Each line below that contains the word "chouinar" must be copied.

• **Provided data**
----------

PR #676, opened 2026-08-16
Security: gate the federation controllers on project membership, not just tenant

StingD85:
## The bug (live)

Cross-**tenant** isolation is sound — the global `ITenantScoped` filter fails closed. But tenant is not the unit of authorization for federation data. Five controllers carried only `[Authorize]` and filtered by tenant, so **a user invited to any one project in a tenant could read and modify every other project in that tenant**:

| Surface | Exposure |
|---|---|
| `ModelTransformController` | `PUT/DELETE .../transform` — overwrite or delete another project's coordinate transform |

----------

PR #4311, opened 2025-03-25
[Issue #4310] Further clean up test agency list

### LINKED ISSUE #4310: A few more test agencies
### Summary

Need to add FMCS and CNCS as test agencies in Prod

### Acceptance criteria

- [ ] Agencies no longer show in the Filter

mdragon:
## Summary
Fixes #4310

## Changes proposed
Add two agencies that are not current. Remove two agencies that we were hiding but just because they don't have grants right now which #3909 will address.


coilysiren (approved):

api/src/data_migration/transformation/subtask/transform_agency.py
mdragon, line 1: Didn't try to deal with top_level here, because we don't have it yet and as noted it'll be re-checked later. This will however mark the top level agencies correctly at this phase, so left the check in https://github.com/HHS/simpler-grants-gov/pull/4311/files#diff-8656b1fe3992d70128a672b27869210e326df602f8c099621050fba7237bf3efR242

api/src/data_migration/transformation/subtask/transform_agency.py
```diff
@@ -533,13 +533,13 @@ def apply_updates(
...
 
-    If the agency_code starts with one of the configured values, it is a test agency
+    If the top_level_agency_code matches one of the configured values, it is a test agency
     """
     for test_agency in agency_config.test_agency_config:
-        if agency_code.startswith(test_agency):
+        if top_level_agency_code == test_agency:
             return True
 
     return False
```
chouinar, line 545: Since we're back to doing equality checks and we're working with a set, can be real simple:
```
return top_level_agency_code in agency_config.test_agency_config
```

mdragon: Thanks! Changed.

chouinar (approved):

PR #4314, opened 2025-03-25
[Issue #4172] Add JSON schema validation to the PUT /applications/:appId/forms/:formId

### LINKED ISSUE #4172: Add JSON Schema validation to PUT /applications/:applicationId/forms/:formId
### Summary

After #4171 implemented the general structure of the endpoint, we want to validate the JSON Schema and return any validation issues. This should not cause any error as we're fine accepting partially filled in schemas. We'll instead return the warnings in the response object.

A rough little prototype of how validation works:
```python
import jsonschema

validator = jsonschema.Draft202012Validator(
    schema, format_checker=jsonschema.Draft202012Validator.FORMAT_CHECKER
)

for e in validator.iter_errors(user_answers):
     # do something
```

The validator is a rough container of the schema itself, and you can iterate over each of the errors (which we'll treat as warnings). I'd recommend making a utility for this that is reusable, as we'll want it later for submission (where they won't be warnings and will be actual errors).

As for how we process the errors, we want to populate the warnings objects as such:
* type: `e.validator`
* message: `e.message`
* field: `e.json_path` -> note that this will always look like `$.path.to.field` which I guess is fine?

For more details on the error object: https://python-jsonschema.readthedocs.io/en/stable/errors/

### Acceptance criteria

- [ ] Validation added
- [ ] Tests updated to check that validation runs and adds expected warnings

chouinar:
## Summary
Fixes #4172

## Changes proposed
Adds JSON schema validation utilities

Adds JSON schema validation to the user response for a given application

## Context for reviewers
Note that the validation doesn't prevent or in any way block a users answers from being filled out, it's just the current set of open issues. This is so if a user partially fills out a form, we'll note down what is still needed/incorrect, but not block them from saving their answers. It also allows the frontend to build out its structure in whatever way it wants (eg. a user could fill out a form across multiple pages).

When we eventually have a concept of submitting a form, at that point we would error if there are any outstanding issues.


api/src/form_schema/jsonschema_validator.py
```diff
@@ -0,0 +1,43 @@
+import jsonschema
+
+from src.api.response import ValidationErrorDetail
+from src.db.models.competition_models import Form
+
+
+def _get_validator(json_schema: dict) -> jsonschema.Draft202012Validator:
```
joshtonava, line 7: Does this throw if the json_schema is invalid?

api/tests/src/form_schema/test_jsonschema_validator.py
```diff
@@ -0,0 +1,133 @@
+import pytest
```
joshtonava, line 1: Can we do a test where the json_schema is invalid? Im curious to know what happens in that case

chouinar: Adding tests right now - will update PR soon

----------

• **Written answer**
chouinar, line 545: Since we're back to doing equality checks and we're working with a set, can be real simple:
chouinar (approved):
chouinar:
chouinar: Adding tests right now - will update PR soon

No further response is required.